PR #870, opened 2024-03-30
Make torchx scheduler opts support enums

andywag:
Summary:
Added Support for Enumerations in scheduler options.

This is a bit more generic as it takes in a creator function which converts a CfgVal to another type. There are some limitations on how general it can be based on how the typing is setup. This also makes it tricky to make a convenience function to handle only Enums.

Differential Revision: D55551233

### DIFF
--- a/torchx/specs/api.py
+++ b/torchx/specs/api.py
@@ -702,6 +702,7 @@ class runopt:
     opt_type: Type[CfgVal]
     is_required: bool
     help: str
+    creator: Optional[Callable[[CfgVal], CfgVal]] = None
 
 
 class runopts:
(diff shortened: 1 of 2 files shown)


yikaiMeta (approved):

torchx/specs/api.py
```diff
@@ -702,6 +702,7 @@ class runopt:
     opt_type: Type[CfgVal]
     is_required: bool
     help: str
+    creator: Optional[Callable[[CfgVal], CfgVal]] = None
```
kiukchung, line 705: Its not clear how to use this `creator`. Can/should I use a `creator` for a primitive `CfgVal` (eg ones that are not enums)?

In general schedule options were kept dead simple because they are meant to be directly parsable from command-line (after all torchx is mostly used from CLI). This is why they are not structured, and only basic type checking is done for sanity. Enums are tricky to support especially when the values are sent over the wire and as such support for enums in scheduler opts should be well motivated and thorougly justified as we would be trading off simplicity/clarity for <whatever the motivation is>.

I'd like to understand the motivation behind wanting to support enums for scheduler opts before we add them. cc @d4l3k

kiukchung (changes requested):

kiukchung:
The corresponding internal change (D55551233) was abandoned/superseded; closing. Please re-open or re-spin against current main if still relevant.

PR #873, opened 2024-04-08
Adding health check settings to Role spec

gag1jain:
Summary:
Spec for health check settings for a Role, which can be used for enabling health check of the node.

Health check settings:
```
port: port number for health check
regex: regex for health check success
timeout_secs: timeout for health check
interval_secs: interval between health checks
fail_secs: time to fail after health check failure
startup_grace_secs: startup grace period
```

Health check settings can be used by different schedulers to enable corresponding health check mechanism. By default health check is disabled.

Differential Revision: D55876399

### DIFF
--- a/torchx/specs/api.py
+++ b/torchx/specs/api.py
@@ -280,6 +280,27 @@ class DeviceMount:
 
 
 @dataclass
+class HealthCheck:
+    """
+    Defines health check settings for a node
+    Args:
+        port: port number for health check
+        regex: regex for health check success
+        timeout_secs: timeout for health check
+        interval_secs: interval between health checks
+        fail_secs: time to fail after health check failure
+        startup_grace_secs: startup grace period
+    """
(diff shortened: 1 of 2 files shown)


kiukchung:
will health checks be implemented for the majority of existing scheduler implementations? If not (and this is specific to a particular scheduler - eg mast) could we think of a way to extend the particular scheduler with health check configs (eg through structured metadata) rather than adding this to the general spec api. Otherwise the spec api will start accumulating a lot of seemingly unimplemented specs.

d4l3k:
@gag1jain this may be better to add to https://www.internalfb.com/code/fbsource/[edit]/fbcode/torchx/specs/fb/api_extended.py rather than the public Role definition

d4l3k (changes requested):
would prefer to have this be in api_extended.py if possible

------------------------------------------------------------------------

▶ [Exercise] Check each line above for "fail" and return the ones that have it.

▶ [Solution for this problem]
fail_secs: time to fail after health check failure
+        fail_secs: time to fail after health check failure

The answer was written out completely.